Devo a minha mãe o hábito de cumprimentar estranhos. Apesar de tímida, e um tanto reservada em seu dia a dia, ela também tinha um genuíno interesse pelas pessoas, não importa quem fosse. O ascensorista, a vizinha que pegava o ônibus no mesmo horário que ela, o dono da padaria que puxava papo. Com todos, e sem muito esforço, ou a intenção expressa de parecer simpática, iniciava conversas banais, que aos poucos evoluíam, com o passar dos dias, meses e até mesmo dos anos, para vínculos que, embora em grande parte circunstanciais, criavam em torno dela uma rede de gentileza e cordialidade. Levei um bom tempo, talvez até demais, para compreender a verdadeira importância disso.
O aprendizado do que eu vou chamar aqui de civilidade cotidiana, na falta de expressão melhor, não se deu por meios tradicionais: nunca houve uma conversa, uma lição de boas maneiras na sala de estar, ou à mesa do jantar. Acontecia enquanto a vida acontecia e as situações pediam um estender de mão, um "Bom dia!", um "Como vai?".
Lembro-me como se fosse hoje de entrarmos apressados em um táxi, para escapar de um chuva inesperada e tipicamente curitibana que começava a cair no centro da cidade. Àquela altura, eu já com uns 14, 15 anos, deveria estar habituado com a fiscalização materna, mas ainda tropeçava no meu alheamento de adolescente ensimesmado. Vivia no mundo da Lua, ao qual ainda retorno com alguma frequência,
Bastava contar até três, e lá vinha o beliscão, que poderia ser literal ou verbal: "Cumprimenta o moço!". Não era a primeira nem a última vez que ouviria aquela frase, e suas variações, Os cutucões se estenderam até o fim da adolescência e, ouso confessar, mesmo quando eu já era adulto, barba na cara. Em elevadores, portarias de prédios, filas de supermercado ou balcões de confeitarias. Na vida real, enfim.

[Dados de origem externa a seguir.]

PR #533, opened 2026-09-01
Migrate gciLogin's session-only tests to the integration harness

MatiasFernandez:
Phase 9c of the GCI test migration: moves the six `gciLogin.test.ts` tests whose subject isn't the login call itself onto `useIntegrationTest`, so they run in CI instead of only on demand.

- New `gciLibrary/__tests__/gciSession.integration.test.ts` covers `GciTsSessionIsRemote`, `GciTsNbLogout`, `GciTsAbort`, `GciTsBegin`, `GciTsContinueWith`. Abort/Begin assert the rollback of an uncommitted change rather than `transactionLevel`, since GemStone's default `#autoBegin` mode keeps the level pinned at 1 across both calls.
- `gciLogin.test.ts` trimmed from 17 to 11 tests (only the raw-login-subject tests remain).

### Known trade-off: the `GciTsNbLogout` test prints a warning

`withTransientSession` always logs its transient session out in the `finally`. The `GciTsNbLogout` test logs that session out itself, so teardown's logout lands on an already-dead session and prints one line to stderr on every run:

```
GciTsLogout failed [4100]: argument is not a valid GciSession pointer
```

The test passes and nothing is broken — the line just reads like a failure when scanning CI output.

An earlier revision of this branch silenced it by skipping teardown's logout when `GciTsSessionIsRemote` answered `-1`. That guard was dropped, because it keys on *"the session is invalid"* rather than *"the callback logged out"*, and so it also swallowed the warning for a session that died for a real reason — a stone restart or a dropped connection mid-test, which is precisely the case the warning exists to surface. It also left a stale `_utfCache` entry behind: that cache is purged inside `GciTsLogout`, which the guard skipped.

So the redundant logout is the cheaper end of the trade: one noisy-but-green stderr line, in exchange for keeping both the diagnostic and the cache cleanup. If the noise becomes a problem, the fix is to have the callback *declare* that it logged out, rather than to infer it from session validity.


client/src/gciLibrary/__tests__/gciSession.integration.test.ts
```diff
@@ -0,0 +1,91 @@
...
+      expect(gci.isIncludedInUserGlobals(session, key)).toBe(false);
+    });
+  });
+
+  describe('GciTsContinueWith', () => {
+    it('reports an error when there is no suspended process to resume', () => {
+      const { result, err } = gci.GciTsContinueWith(session, OOP_NIL, OOP_ILLEGAL, null, 0);
+
+      expect(result).toBe(OOP_ILLEGAL);
+      expect(err.number).not.toBe(0);
```
ericwinger: 🧪 This assertion passes for *any* error — a broken koffi signature, a wrong arity, an invalid session — so the test would stay green straight through a regression in the binding it exists to cover. It's also the only loose assertion in the file; every other test here pins an exact value.

Separately, the name may not describe the case being tested. Per `gcits.hf` the signature is `GciTsContinueWith(sess, gsProcess, replaceTopOfStack, ...)`, so the `OOP_NIL` on line 85 is an invalid **gsProcess** rather than "no suspended process to resume" — the error GemStone returns is "nil isn't a GsProcess", not "nothing is suspended". (`OOP_ILLEGAL` as `replaceTopOfStack` is correct and benign — the header documents it as "TopOfStack will not be changed".)

Suggest asserting the specific GemStone error number, and renaming to the invalid-`gsProcess` case.

client/src/gciLibrary/__tests__/gciSession.integration.test.ts
```diff
@@ -0,0 +1,91 @@
...
+    });
+  });
+
+  // GemStone's default transactionMode is #autoBegin, under which an abort
+  // re-enters a transaction immediately -- System transactionLevel stays
+  // pinned at 1 across both calls (verified live against a 3.6.2 stone:
+  // 1 -> abort -> 1 -> begin -> 1). The rollback each performs is the only
+  // observable effect that is stable across GemStone releases.
+  describe('GciTsAbort / GciTsBegin', () => {
+    it('abort discards uncommitted changes and opens a fresh transaction', () => {
```
ericwinger: 🧪 This name and line 73's both promise "and opens a fresh transaction", but each test asserts only the rollback — nothing checks that a transaction is open afterward. If `GciTsBegin` ever degraded to abort-without-begin, both tests would stay green while their names claim otherwise.

Given the comment just above explains why `transactionLevel` deliberately isn't asserted, trimming the phrase from both names is probably the honest fix. Asserting that a write still succeeds after the call would be the other way.

client/src/gciLibrary/__tests__/gciSession.integration.test.ts
```diff
@@ -0,0 +1,91 @@
...
+      // so 1 (RPC) is the only value an active session here can answer.
+      expect(gci.GciTsSessionIsRemote(session)).toBe(1);
+    });
+
+    it('reports a logged-out session as invalid', () => {
+      const loggedOutSession = logout();
+
+      expect(gci.GciTsSessionIsRemote(loggedOutSession)).toBe(-1);
+
+      login();
```
ericwinger: 🧪 If the assertion on line 41 fails, this never runs — and the harness's recovery then logs a `console.warn` scolding the test for not logging back in, which lands on top of the real assertion failure and reads like a second, unrelated problem.

Free to avoid by capturing, re-logging in, and then asserting:

```ts
const loggedOutSession = logout();
login();

expect(gci.GciTsSessionIsRemote(loggedOutSession)).toBe(-1);
```

That also matches the pattern in the harness's own self-test (`useIntegrationTest.integration.test.ts:73-74`), which does `logout(); login();` back-to-back with the assertions after.

ericwinger (approved):
Couple comments added. Seemed reasonable to mention. Approved.

client/src/gciLibrary/__tests__/gciSession.integration.test.ts
MatiasFernandez: Good catch on both counts — fixed.

You're right about the signature: `OOP_NIL` was going in as `gsProcess`, not as "nothing suspended". I probed a live stone to get the actual failure: `result` comes back `OOP_ILLEGAL` and `err.number` is **2092**, message `The Process nil to continue from is invalid,'argument is not a GsProcess'`. That's `RT_ERR_NO_PROCESS_TO_CONTINUE` in `gcierr.ht`, and it's the same value in every vendored header from 3.6.2 through 3.7.5, so pinning it is safe across the CI matrix.

The test now pins that number via a named local constant (matching `GS_ERR_UNCONTINUABLE` in `debuggerPanel.ts` and the exact-`2249` assertion in the harness test) and is renamed to the invalid-`gsProcess` case:

```ts
const RT_ERR_NO_PROCESS_TO_CONTINUE = 2092;

it('rejects a gsProcess argument that is not a GsProcess', () => {
  // OOP_ILLEGAL as replaceTopOfStack is the documented "leave TopOfStack
  // unchanged" value, so the only thing wrong with this call is gsProcess.
  const { result, err } = gci.GciTsContinueWith(session, OOP_NIL, OOP_ILLEGAL, null, 0);

  expect(result).toBe(OOP_ILLEGAL);
  expect(err.number).toBe(RT_ERR_NO_PROCESS_TO_CONTINUE);
});
```

One aside for the record: GemStone's own symbol for 2092 is `RT_ERR_NO_PROCESS_TO_CONTINUE`, so the old name wasn't pulled out of thin air — but the message it actually returns is about the argument not being a `GsProcess`, which is what the test exercises, so the new name is the honest one.

client/src/gciLibrary/__tests__/gciSession.integration.test.ts
MatiasFernandez: Good catch — trimmed the phrase from both names; they now read `abort discards uncommitted changes` and `begin discards uncommitted changes`.

Worth noting the write-succeeds alternative wouldn't have caught the degradation either: under the default `#autoBegin` mode an abort re-enters a transaction automatically, so a follow-up write succeeds whether or not `GciTsBegin` actually begins anything. Between that and `transactionLevel` staying pinned at 1 (the reason for the comment above), "opens a fresh transaction" isn't observable from this harness at all — so the rollback is the only guarantee the names can honestly claim.

client/src/gciLibrary/__tests__/gciSession.integration.test.ts
MatiasFernandez: Tried this one against a live stone and it doesn't hold up: `GciTsSessionIsRemote` takes a `GciSessionPtr` (`gciLibrary.ts:422`) — a raw pointer, not a session id. `logout()` frees the struct and the immediately following `login()` reuses that block, so the stale handle resolves to the fresh session and answers `1`. The reordered version fails with `Expected -1 / Received 1`. The self-test escapes this because its assertions are about the new session, not the dead handle.

Capturing the *value* before the re-login (`const isRemote = ...; login(); expect(isRemote).toBe(-1);`) does work, but I'd rather leave it as-is: the extra warning only shows up when the test is already failing, and it isn't a false alarm — a logout really did happen without a matching login, which is exactly what the harness is reporting. Happy to revisit if it turns out to be a real annoyance in practice.

PR #537, opened 2026-09-02
Fix five small Explorer, search, and SUnit bugs (#532)

### LINKED ISSUE #532: Miscellaneous small bugs (catch-all)
Umbrella issue for small, unrelated bugs found in passing that don't each warrant their own ticket. Each item gets a checkbox above and a short section below. Anything that grows teeth gets spun out into its own issue.

- [x] **GemStone Search: Source-scope results come back in no recognizable order**
- [x] **Step point numbers: hover help doesn't say how to turn the view off**
- [x] **Workbench tabs: badges, and "GemStone"-prefixed names**
- [x] **Explorer: drag a class onto a class category to move it**
- [x] **A new method should land in the selected method category**
- [x] **Run Test on a newly added test method says "No tests found"**

---

## GemStone Search: Source-scope results come back in no recognizable order

**Environment** — Jasper 1.8.14; GemStone server: N/A (client-side ordering).

**Steps to reproduce**
1. Open the GemStone Search panel, scope to **Source**.
2. Search for a common identifier, e.g. `anIndex`.

**Expected** — a recognizable order (class A→Z, or shortest-label-first — anything stable).

**Actual** — arbitrary order. Observed: `Array>>at:`, `Bag>>at:`, `Array>>at:put:`, `Array>>_basicAt:put:`, `AbstractDictionary>>_at:`, `Array>>_at:`, … Effectively the stone's own `ClassOrganizer>>substringSearch:ignoreCase:` traversal order, passed through untouched.

**Cause** — two things compound:

1. Source hits are stamped `score: 0` (`client/src/omniSearch/references.ts:57`), because the query matched the method *body* on the server and the matcher never runs against the label. So in `omniRank` (`client/src/omniSearch/omniEngine.ts:218`) every ranking rule ties — no selector prefixes the query, all rows are method-like, all scores are equal — and ordering falls through to `compareMatches`' tiebreaks (shorter label, then A→Z).
2. Those tiebreaks contradict the same-selector-by-class rule (`omniEngine.ts:229-239`), making the comparator non-transitive. A cycle from the list above: `AppendableString>>at:put:` before `Array>>at:put:` (same selector, class A→Z), `Array>>at:put:` before `Array>>_basicAt:put:` (shorter), `Array>>_basicAt:put:` before `AppendableString>>at:put:` (shorter). With a comparator that cycles, `Array.prototype.sort` may return anything — here it hands back the input order nearly unchanged. Drop the duplicate-selector rows from the same set and the remainder sorts cleanly shortest-first, confirming it.

**Potential fix** — likely needs both halves; either alone leaves it broken. One direction: give Source (and Literals — same `methodRowsToResults` path) rows a real order of their own, e.g. class name then selector, since there is no label match to score. And potentially make `omniRank` transitive by folding the class-name comparison into one consistent sort key rather than a conditional override that only fires for same-selector pairs.

---

## Step point numbers: hover help doesn't say how to turn the view off

**Environment** — Jasper 1.8.14; GemStone server: N/A (client-side UI).

**Steps to reproduce**
1. Show step point numbers in a method (e.g. start debugging with `gemstone.stepPoints.display` at its `debugging` default, or turn them on explicitly).
2. Hover a step point number and look for a way to hide the numbers.

**Expected** — the hover tells you how to turn the view off, ideally as a clickable action right there.

**Actual** — the tooltip says only "Step point **N** of M — click to toggle a breakpoint here" (`client/src/stepPointHints.ts:116-118`). The way off does exist — **Toggle Step Point Numbers** in the editor right-click menu — but it sits far down that menu (group `3_gemstoneBreakpoints@4`), which is easy to miss entirely. The other routes are the same command from the palette and the `gemstone.stepPoints.display` setting; there is no keybinding.

**Potential fix** — one direction: extend the hint tooltip with a command link, e.g. a "Hide step point numbers" line invoking `gemstone.breakpoints.toggleStepPoints`. That needs `isTrusted` set on the tooltip's `MarkdownString` for a `command:` link to fire. A plain click on the number is already the breakpoint toggle, so the hide action probably has to live in the hover (or behind a modifier-click) rather than take over that gesture.

---

## Workbench tabs: badges, and "GemStone"-prefixed names

**Environment** — Jasper 1.8.14; GemStone server: N/A (client-side UI).

**Wanted** — badges on the GemStone tabs (a count where one is meaningful, e.g. search results), and names that say whose they are: "Test Results" → "GemStone Test Results", and so on.

**Notes** — `WebviewView.badge` / `TreeView.badge` already exist, so badges are wiring, not new API. Renaming reaches our own contributed containers and views (`contributes.viewsContainers` / `contributes.views` in `package.json`) and the SUnit controller label (`client/src/sunitTestController.ts:225`); VS Code's built-in tabs (Testing, Test Results, Problems, Output) can't be renamed by an extension, so those need a different answer.

---

## Explorer: drag a class onto a class category to move it

**Environment** — Jasper 1.8.14; GemStone server: N/A (client-side UI).

**Wanted** — drag a row from the Classes pane onto a row in the Class Categories pane and have the class land in that category.

**Notes** — classes are deliberately non-draggable today (`client/src/gemstoneExplorer.ts:5734-5739` — `dragMimeTypes` empty, `handleDrag` a no-op), and the Categories tree has no drop controller at all. The move itself already exists as `client/src/queries/recategorizeClass.ts`, so this is mostly wiring: a class MIME type on the Classes pane plus a `TreeDragAndDropController` on Class Categories, mirroring how methods already drag onto classes.

---

## A new method should land in the selected method category

**Environment** — Jasper 1.8.14; GemStone server: N/A (client-side UI).

**Wanted** — with a method category selected, a newly saved method files into that category, not into `as yet unclassified`.

**Notes** — partly true already: **New Method** from a category row uses that row's category, and from the palette it uses the Methods-pane selection when the side matches (`client/src/gemstoneExplorer.ts:4994-5023`). The `+` on the instance/class side node always passes `'as yet unclassified'` (`gemstoneExplorer.ts:5027-5033`), and the palette path falls back to the default whenever the selected category belongs to the other side. Worth a pass over every new-method entry point so they all read the same selection.

---

## Run Test on a newly added test method says "No tests found"

**Environment** — Jasper 1.8.14; GemStone server 3.6.2.

**Steps to reproduce**
1. In a `TestCase` subclass whose tests have already been listed once, add another test method.
2. Press ▷ **Run Test** on the new method's row in the Explorer's Methods pane.

**Expected** — the test runs.

**Actual** — a warning toast: "No tests found".

**Cause** — confirmed: **Refresh SUnit Tests** makes the new method runnable (manually verified by Eric), which places it in the method list, not in discovery of the class or in `testSelectors`.

`ensureClassItem` lists a class's test methods only when it has none yet: `if (classItem.children.size === 0) await this.resolveTestMethods(classItem)` (`client/src/sunitTestController.ts:570-572`). A class listed before the new method was written keeps its stale children, `itemForMethodNamed` finds no match, and `runTestItems` reports "No tests found" over an empty list (`sunitTestController.ts:1229-1231`).

Refreshing works around it, but writing a test and running it is the ordinary loop — it shouldn't need a manual refresh.

**Potential fix** — one direction: re-list a class's methods when running by name rather than only when the list is empty, and have the empty-list message say which class and selector it looked for.

ericwinger:
Closes #532 — five of the six items in that catch-all issue. Each is independent of the others.

### GemStone Search: Source-scope results came back in no recognizable order

Those hits match a method *body*, so they carry no label match to rank on and every ranking rule tied. The tiebreak meant to catch them — same-selector rows sort by class A→Z — contradicted the shorter-label rule beside it, which made the comparator **non-transitive**, and a cyclic comparator lets `Array.prototype.sort` return anything (here, the stone's traversal order nearly untouched).

Method-like rows now order by one key rather than a rule that fires for some pairs and not others: score, then class A→Z, then instance side before class side, then selector. That is the same key the Methods provider already caps its own page with, so a row does not shift when the engine re-ranks it. Method-like and name-like categories never share a rank bucket, which is what keeps the whole comparator total.

Review caught that the provider only *nearly* shared that key — it sorted score → class → **label**, and `'Array class>>at:'.localeCompare('Array>>at:')` is -1, so a label tiebreak puts the class side first. At the cap boundary that dropped an instance-side row while keeping its class-side sibling, and the engine then showed the instance side first. `compareMethodRows` now lives in `rank.ts` and **both** callers use it, so the rows the provider keeps and the order they are displayed in are one key.

### Step point numbers: hover didn't say how to turn the view off

The tooltip said only which step point it was and that clicking toggles a breakpoint. The way out exists — **Toggle Step Point Numbers** — but sits far down the editor's right-click menu with no keybinding. The hover now carries a **Hide step point numbers** link. `isTrusted` is scoped to that single command rather than granted wholesale.

### Workbench tabs: names (no badges)

Views dragged out of the GemStone containers showed as a bare "Classes" or "Methods" beside everyone else's tabs. Each contributed view now declares a `contextualTitle` VS Code uses there, and the Rowan pane contributed into the file Explorer — which has no container heading of its own to name it — is **GemStone Rowan** outright. A manifest test pins this so the next view copy-pasted from a neighbour cannot ship without one.

**The badges half of that item is deliberately not done**, so the checkbox stays open. A badge is set from the data the view last rendered, and VS Code only asks a tree for children while it is showing — so the count is right exactly when the rows are visible anyway, and stale the rest of the time. VS Code's own Testing, Test Results, Problems and Output tabs belong to the workbench and cannot be renamed by an extension.

### Explorer: drag classes onto a class category to move them

A class row — or a whole selection of them, since the Classes pane now allows a multi-row selection — drags from the Classes pane onto any Class Categories row, including a sub-category (it files into the full dashed path). Uncommitted, like every other Explorer write.

Multi-select was review's suggestion, and it made one existing label wrong. The Remove Class confirmation button said **Remove All**, meaning "this class *and its subclass subtree*, all-or-none" — but beside a dialog titled after one class, with several rows selected, it reads as "remove every row I selected". It now says **Remove With Subclass(es)**. The inline trash is a row control (VS Code hands it its own row and nothing else), so a selection-wide remove was never what it could have meant.

An editor open on that class's definition **re-reads**: the category is a line of definition source, so a stale buffer would have shown the old one and, on save, filed the class straight back — the definition save path applies its category line via `recategorizeClass`. The file system provider gained `notifyChanged(uri)` for stone-side changes nothing else announces.

### A new method lands in the selected method category

**New Instance Method** and **New Class Method** always passed `as yet unclassified` whatever the Methods pane had selected. All three entry points now read the same selection through one helper, still falling back when the selected category is on the other side — a category is per-side.

### Run Test on a newly added test method said "No tests found"

A class's test methods were listed once and never re-read, so a method written afterwards was missing: running it by name reported "No tests found", and running its whole class **silently skipped it**, until someone happened to hit Refresh SUnit Tests. Running by name now re-reads the class's methods first — one `discoverTestMethods` query per run, next to running the tests themselves, nothing. The empty-list message names the class and selector it looked for.

## Testing

`npm run lint`, `format:check` and `compile` clean. Client 7302 passed / 12 skipped, server 322, mcp-server 92, against a live 3.6.2 stone with the server plugin installed.

Each fix was mutation-checked — the fix reverted, the tests confirmed failing, the fix restored. The review fixes too: the two new provider-ordering tests fail against the old score → class → label sort, the drag test's category seeding fails both current-category tests when seeded empty, and the confirm-button label is pinned by a test that also asserts it says no "All". Two tests that first passed against the broken code were rewritten: the "leaves open definitions alone on failure" case (the whole block is skipped when nothing moved, so the per-class filter needed a *partial* failure to exercise) and a badge test that used a second provider, which starts with nothing to clear.

One pre-existing flake is worth knowing about: the in-stone refactoring SUnit suites (`refactoringClass`, `refactoringMethod`, `refactoringInlineMethod`) time out at vitest's 5s default under the full suite's parallel load. A different subset fails each run, each passes in isolation, and `origin/main` fails them the same way — I verified that against the same stone in a pristine worktree. Not from this branch.


client/src/omniSearch/omniEngine.ts
```diff
@@ -226,17 +251,18 @@ function omniRank(a: OmniResult, b: OmniResult, q: string, upperFirst: boolean):
...
-  if (
-    a.action.kind === 'openMethod' &&
-    b.action.kind === 'openMethod' &&
-    a.action.selector === b.action.selector
-  ) {
-    const byClass = a.action.className.localeCompare(b.action.className);
-    if (byClass !== 0) return byClass;
-  }
+  // Within the method-like bucket, order by the METHOD, not by the label text: equal score, then
+  // class A→Z, then instance side before class side, then selector. This is the same key the
```
MatiasFernandez: 🚫 "This is the same key the Methods provider caps its own page with, so a row's place doesn't shift when the engine re-ranks it" — I don't think that holds any more. `methodsProvider`'s own sort is score → class → **label**; it has no instance-vs-class-side step. And because the label is `Class class>>sel` for the meta side, the label tiebreak puts the class side *first*:

```
> 'Array class>>at:'.localeCompare('Array>>at:')
-1
```

So for `Array>>at:` vs `Array class>>at:` the provider orders class-side-then-instance-side and `compareMethodRows` orders instance-side-then-class-side — which is exactly what the new "puts a class-side method after the instance-side one" test pins. That's not just cosmetic: the provider does `out.slice(0, cfg.maxResultsPerCategory)`, so *which* rows survive the cap is decided by a different order than the one they're displayed in. At the cap boundary an instance-side row can be dropped while its class-side sibling is kept, and then the engine claims to have shown the instance side first.

Should `methodsProvider` grow the same side step (and reuse `methodSortKey`, if it can be exported), so the two really are one key? Otherwise the comment's claim needs softening to "nearly the same key".

client/src/sunitTestController.ts
```diff
@@ -508,7 +508,7 @@ export class SunitTestController implements vscode.Disposable {
     await this.discoverTests();
     const classItems: TestItem[] = this.itemsForClasses(dictName, classNames);
```
MatiasFernandez: 💭 `runClassesByName` is the one named entry point that doesn't go through `ensureClassItem` — it calls `itemsForClasses` and hands the class items straight to `runTestItems`. So `runClassTests` re-resolves only via its own `if (classItem.children.size === 0)` guard, which is the same stale-list check the PR just removed from `ensureClassItem`.

As far as I can tell that leaves the reported symptom alive on this path: write `testBrandNew`, select two test classes in the Explorer and Run Tests. The stone builds the suite itself so the method *does* execute, but `runClassTests` maps results back with `classItem.children.forEach(...)` and a result whose selector has no child item is simply never read — no row, no verdict, silently absent from the run. Same story for ▶ on a class row in the Testing view that was expanded before the method was written.

Is the multi-class path deliberately left out (one `discoverTestMethods` per class is a real cost where the single-class path pays one), or worth an `ensureClassItem` loop / dropping the `children.size === 0` guard in `runClassTests` too? If it's deliberate, the doc comment above `ensureClassItem` might be the place to say which runs re-read and which don't — it currently reads as though only the Testing view's lazy path is exempt.

client/src/omniSearch/DESIGN.md
```diff
@@ -287,6 +287,14 @@ Behaviour decisions (Eric's review of the first webview cut):
 - **Flat, globally relevance-ranked results — no category grouping.** Typing "foo" should surface the
   closest "foo" first regardless of kind, so `buildView` ranks every result together by match score.
   Each row wears a small **category tag** (Class / Method / Global / …) so you still see what it is.
+- **Ties break by kind.** Below the prefix and first-letter-case rules, method rows (Methods / Source /
```
MatiasFernandez: 💭 "Below the prefix and first-letter-case rules, method rows … order by class A→Z, then instance side before class side, then selector" — `compareMethodRows` actually compares the matcher score *first*, and only then class/side/selector. For Source and Literals that's invisible (everything is 0, which is the whole point), but for Methods rows the score is what decides, and the class A→Z order only ever breaks a tie below it. Worth naming score in the key here? The CHANGELOG entry omits it the same way, and it's the one part a reader would be surprised by — the new "still leads with the better match when scores differ" test exists precisely because score wins.

client/src/gemstoneExplorer.ts
```diff
@@ -6167,10 +6339,14 @@ export function registerGemStoneExplorer(
   });
   const categoryView = vscode.window.createTreeView('gemstoneExplorerCategories', {
     treeDataProvider: ctl.categoryProvider,
+    dragAndDropController: new CategoryDropController(ctl),
   });
   const classView = vscode.window.createTreeView('gemstoneExplorerClasses', {
     treeDataProvider: ctl.classProvider,
-    dragAndDropController: new ClassDropController(ctl),
+    // No canSelectMany here: every class action (remove, rename, comment…) is written
```
MatiasFernandez: 💭 With no `canSelectMany` on the Classes view, a drag can only ever carry one row — which makes the plural branch of the confirmation (`Moved N classes to class category …`), the per-payload failure accumulation, and the "reports every class it moved when several travel together" / "moves the classes it can when one of them fails" tests all cover a shape a user can't currently produce. I like the code being written for the general case, but is it worth flipping `canSelectMany: true` here so the multi-class behaviour is actually reachable (refiling a handful of classes into a new category seems like the common case for this feature)? The comment explains why it's off for the *other* class actions, but drag is the one action that reads naturally over a selection.

client/src/gemstoneExplorer.ts
```diff
@@ -5425,6 +5454,91 @@ export class ExplorerController {
...
+      }
+      this.categoryProvider.refresh();
+      this.classProvider.refresh();
+      this.syncTitles();
+      // A class definition carries its category as a line of source, so an editor open
+      // on one of these classes is now showing a category the class no longer has —
+      // and saving that buffer would file the class straight back (the definition save
+      // path applies its category line via recategorizeClass). Tell the file system the
+      // documents changed so any open tab re-reads.
+      for (const p of toMove.filter((m) => moved.includes(m.className))) {
```
MatiasFernandez: nit: `toMove.filter((m) => moved.includes(m.className))` re-derives payloads from names that came out of those same payloads a few lines up. Would pushing the payload rather than the name — `const moved: ClassDragPayload[] = []` … `moved.push(p)` — let this be a plain `for (const p of moved)`? The success message then reads `moved[0].className` / `moved.length`, and the `includes` scan goes away.

client/src/__tests__/explorer/explorerClassCategoryDrag.test.ts
```diff
@@ -0,0 +1,448 @@
...
+    undefined,
+    notifyDocumentChanged,
+  );
+  ctl.setViews(makeViews() as unknown as Parameters<ExplorerController['setViews']>[0]);
+  ctl.state.dictName = 'UserGlobals';
+  ctl.state.dictIndex = 3;
+  // The classes pane's own view of which class sits in which category.
+  (
+    ctl as unknown as { classCategoryEntriesStore: ClassCategoryEntry[] }
+  ).classCategoryEntriesStore = entries;
```
MatiasFernandez: 🧪  This reaches past the accessor into the private backing field through an `as unknown as` cast, so TypeScript can't tell you if `classCategoryEntriesStore` is ever renamed — and the failure mode is quiet: every `categoryOfClass` lookup returns `undefined`, so "files the dragged class into the dropped-on category", "files into the full dashed path" and the failure/notify tests all still pass, and only "does nothing when the class is already in that category" goes red. That's one test standing between a rename and a suite that no longer exercises the current-category read.

Could the setup go through whatever normally populates it instead — the mocked `getClassesWithCategory` already returns `[]` here, so having `makeController` seed `vi.mocked(queries.getClassesWithCategory).mockReturnValue(entries)` and then triggering the same refresh the pane does would keep the cast out of it. If there's no seam for that today, would a narrow test-only setter be worth it?

client/src/sunitTestController.ts
```diff
@@ -597,8 +609,11 @@ export class SunitTestController implements vscode.Disposable {
     return `${className} is not a test class.`;
   }
 
-  public noTestsFoundErrorMessage() {
-    return `No tests found`;
+  /** "No tests found" on its own leaves the user guessing which name was looked up — the very thing
+   *  they need to see when a just-written test won't run. `looked` names what was searched for;
+   *  without it (a run started from the Testing view's own selection) the bare message stands. */
+  public noTestsFoundErrorMessage(looked?: string) {
```
MatiasFernandez: nit: `looked` reads as a verb where it's being used as a noun — `noTestsFoundErrorMessage(looked)` / `looked ? ...`. `lookedFor` or `searchedFor` would say what it holds, and matches how the message reads (`No tests found for ${lookedFor}`).

MatiasFernandez (approved):

client/src/omniSearch/omniEngine.ts
ericwinger: You were right, and it was not just cosmetic. `methodSortKey` and `compareMethodRows` moved to `rank.ts` and the provider now sorts with the same comparator rather than a hand-rolled mirror of it, so the cap and the display are decided by one key.

Two tests pin it (`providers.test.ts`): the instance side leads for the same selector, and — the case you named — with `maxResultsPerCategory: 1` the surviving row is the instance side, not its class-side sibling. Both fail against the old score → class → label sort.

client/src/omniSearch/DESIGN.md
ericwinger: Named. `DESIGN.md` and the changelog entry now lead with match score and say why the class/side/selector steps are all you see in Source and Literals (every score there is 0). Both also note that the key is shared with the Methods provider.

client/src/gemstoneExplorer.ts
ericwinger: Flipped to `canSelectMany: true` — refiling a handful of classes is the ordinary shape of the gesture, and the single-row actions are unaffected since VS Code passes the clicked row as the command argument. A test reads the pane options out of the source so the multi-class paths cannot go unreachable again (activation is not run in unit tests).

Eric verified the multi-class drag by hand, and it turned up a label the flip made wrong: the Remove Class confirmation said **Remove All**, meaning "this class and its subclass subtree, all-or-none" — but beside a dialog titled after one class, with several rows selected, it reads as "remove every row I selected". It now says **Remove With Subclass(es)**. The six existing subtree tests answer with whatever confirm button the dialog offered rather than a hard-coded string, so the next rename cannot quietly turn them into passing "cancelled" runs.

client/src/__tests__/explorer/explorerClassCategoryDrag.test.ts
ericwinger: Cast gone. `makeController` seeds through `getClassesWithCategory` and goes in via `selectDict`, the same path a dictionary click takes — which also exercises the accessor rather than bypassing it. Two tests now guard the current-category read instead of one, and seeding an empty list makes both fail, so the read is genuinely covered.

Por trás desses apelos triviais, nunca carregados de uma autoridade vazia, ou mero didatismo, mas sim de cuidado e bem querer, talvez ela quisesse me alertar sobre a importância de perceber a extensão limitada do espaço que ocupamos no mundo. Mostrar que o outro esse muitas vezes desconhecido do qual com frequência fugimos, seja por timidez, pressa ou mesmo descaso importa, sim. Ele faz diferença e, de certa forma, nos define, já que nesses pequenos gestos de sociabilidade, corriqueiros e aparentemente desimportantes, exalamos nossa essência, revelamos do que somos feitos. Uma lição de mãe nunca tarde demais para aprender, mesmo que ela e seus "beliscões" hoje só vivam em minhas lembranças.